*** INFORMATION ***
PR #873, opened 2018-07-26
Use autoremove parameter from ansible instead of command.

strongly-typed:
Since ansible 2.1 this parameter is available.
https://docs.ansible.com/ansible/latest/modules/apt_module.html


vpetersson:
Nice one @strongly-typed. This wasn't available when we wrote the initial code.

Issue #871, opened 2018-07-25
Stuck on Screenly Splash Screen with experimental update


bhagemann:
#### Overview of the Issue

Installed a new image of Sprint7 on SD card.  Booted up on RaspPi.  Configured wi-fi and enabled SSH.  Rebooted the Pi via SSH.  Ran the bash line to upgrade the card to the latest everything (experimental version, upgrade system and so on).  Rebooted.  Got blue Screenly screen which it says on.  Doesn't begin any slideshow.  Can't log in with web front end (get ngnix bad gateway message).  CAN connect with SSH, reboot it... does the same thing.

### Environment

* Raspberry Pi Hardware Version:  Tried on 3 and new 3+, exactly same thing happens
Tried with 2 SD cards, different brands
Tried with 2 power supplies

This only started happening about a week ago or so when I had the experimental version running fine mostly, and ran the bash script to see if there were any development updates it would pick up.  Since then I can't get the latest dev/experimental version running.

vpetersson:
@antonmolodykh can you please take a look?

netjordanlee:
+1

Also getting this issue.

mscreations:
I've run into this issue as well. I was trying to see if the experimental version would work on my Pi Zero, and I found that the device boots and I can ssh into it, but none of the docker containers start up automatically. Issuing a `docker start screenly-ose-websocket && docker start screenly-ose-server && docker start screenly-ose-viewer` does take care of it though.

vpetersson:
@mscreations Interesting find. We have a new update for the Pi Zero in the pipeline, but I don't have an ETA for this yet. The other issue is a bit stranger and needs to be investigated.

antonmolodykh:
I confirm the problem. I don't understand why this is happening, because I did not change anything with regard to launching containers. I'll let you know when I fix it

mscreations:
The weird part is after i manually start the containers the first time, it works fine afterwards. I have had no issues with it starting afterwards. I do however have an issue where the whole pi locks up. No ssh, no web server response, and the viewer stops.

acruzmx:
+1 .. Same here, except that when I do docker start screenly-ose-websocket the container does not exist... Any idea?

vpetersson:
@acruzmx Did you try it with the latest changes to the experimental branch?

acruzmx:
Hi, thanks for asking. I was using the latest update. I ended up reinstalling the old one. 
[...]

PR #875, opened 2018-08-03
Fixed: containers don't start after experimental update

antonmolodykh:
I do not know why this problem arose, I did not change the code to run the containers (this worked several weeks ago).
anyway at the moment the containers are created and are in the "stop" state, they don't start after reboot.

after this PR, systemd services will stop during an update, the containers will be started immediately after pulling.


antonmolodykh:
Refs #871

PR #881, opened 2018-08-21
hyphenate utf8 for older emacs on jessie

umeboshi2:
I had to fix a problem with a screenly install yesterday.  The emacs on the rpi complained about the "utf8" coding, but "utf-8" seems to work well.


antonmolodykh:
Thanks, @umeboshi2 
@vpetersson LGTM

PR #883, opened 2018-08-22
Rm wsgiref

umeboshi2:
It appears that wsgiref is not being used.  Sorry, yesterday's PR forgot to branch from the previous PR.

I have a friend who is installing these into restaurants and other places in the city.  I am probably going to be more involved in the code, since it's gaining popularity here.

### DIFF
--- a/requirements.txt
+++ b/requirements.txt
@@ -26,5 +26,4 @@ sh==1.08
 six==1.11.0
 uptime==2.0.2
 werkzeug==0.10.4
-wsgiref==0.1.2
 youtube_dl>=2017.7.2


antonmolodykh:
Thanks, @umeboshi2 
LGTM

vpetersson:
Thanks @umeboshi2!

umeboshi2:
@vpetersson Thanks!  It wouldn't install in a py3 venv, and when I went back to look at the code, it wasn't being used.

vpetersson:
@umeboshi2 I'd be surprised if the code base runs in Python 3. probably a fair bit of change required.

umeboshi2:
@vpetersson yes, it seems that there is quite a bit to be changed.  I was under the impression, when I saw six in the reqs.txt that it was being used to help with the transition, but it seems to be an unused requirement.  I went ahead and added travis intregration to my fork, and I will add a py3.5 environment to test against on the ci when I get more tests to pass.  Much of the way of coding for both 2 and 3 is a matter of taste, and there are many different "recipes" for futurizing the code.  If you have the time to look through the "six" branch of my fork, please let me know how you would like the code to look.  I have been using both ```__future__``` and ```six```, when only one strategy may be preferable.

PR #885, opened 2018-08-23
Allow the user to specify the ip address for the device in screenly. …

jishac:
…This allows screenly to be used in "offline" mode.

### DIFF
--- a/lib/utils.py
+++ b/lib/utils.py
@@ -78,6 +78,8 @@ def get_node_ip():
         that is being used as the default gateway.
         This should work on both MacOS X and Linux."""
         try:
+            if settings['my_ip'] != '':
+                return settings['my_ip']
             address_family_id = max(list(gateways()['default']))
             default_interface = gateways()['default'][address_family_id][1]
             my_ip = ifaddresses(default_interface)[address_family_id][0]['addr']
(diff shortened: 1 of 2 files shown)


jishac:
Screenly is intended to work in an "offline" mode according to https://support.screenly.io/hc/en-us/articles/115002570873-Can-I-use-Screenly-OSE-in-offline-mode-

Screenly's hotspot can be disabled by creating the file .screenly/initialized and the network interfaces manually configured for local access.

However, the system will not operate without a default gateway set.  This small modification is intended to allow the user to specify a local address as the one to use for the device.  No checks are made against the user supplied address.

antonmolodykh:
I don't quite understand why this is necessary. I mean that in fact, if there is no default gateway, you see "Unable to resolve local IP address." on your screen, and after that Screenly works as usual, that is, it displays local content. right?

jishac:
It did not move past the splash screen, and more importantly I was unable to access the screenly web API to manage or upload content.  I would get a 500 error from the server.

antonmolodykh:
>It did not move past the splash screen

this is because there are no local assets in your playlist (that is, the playlist is not empty, but all assets are web pages)

> I would get a 500 error from the server.

I'm not sure that this is so. the server must be started in any case. I'll check it out again tomorrow, but I'm sure it's true.
anyway, in my opinion your PR makes sense, but I can't decide how good this idea is. What do you think, @vpetersson ?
*** End of INFORMATION ***
## WHAT YOU ARE ASKED TO DO
The first line of the data, the line with "Tried with 2 power supplies", and all lines in between are to be copied exactly. Leave out everything else.

## WRITTEN ANSWER
PR #873, opened 2018-07-26
Use autoremove parameter from ansible instead of command.

strongly-typed:
Since ansible 2.1 this parameter is available.
https://docs.ansible.com/ansible/latest/modules/apt_module.html


vpetersson:
Nice one @strongly-typed. This wasn't available when we wrote the initial code.

Issue #871, opened 2018-07-25
Stuck on Screenly Splash Screen with experimental update


bhagemann:
#### Overview of the Issue

Installed a new image of Sprint7 on SD card.  Booted up on RaspPi.  Configured wi-fi and enabled SSH.  Rebooted the Pi via SSH.  Ran the bash line to upgrade the card to the latest everything (experimental version, upgrade system and so on).  Rebooted.  Got blue Screenly screen which it says on.  Doesn't begin any slideshow.  Can't log in with web front end (get ngnix bad gateway message).  CAN connect with SSH, reboot it... does the same thing.

### Environment

* Raspberry Pi Hardware Version:  Tried on 3 and new 3+, exactly same thing happens
Tried with 2 SD cards, different brands
Tried with 2 power supplies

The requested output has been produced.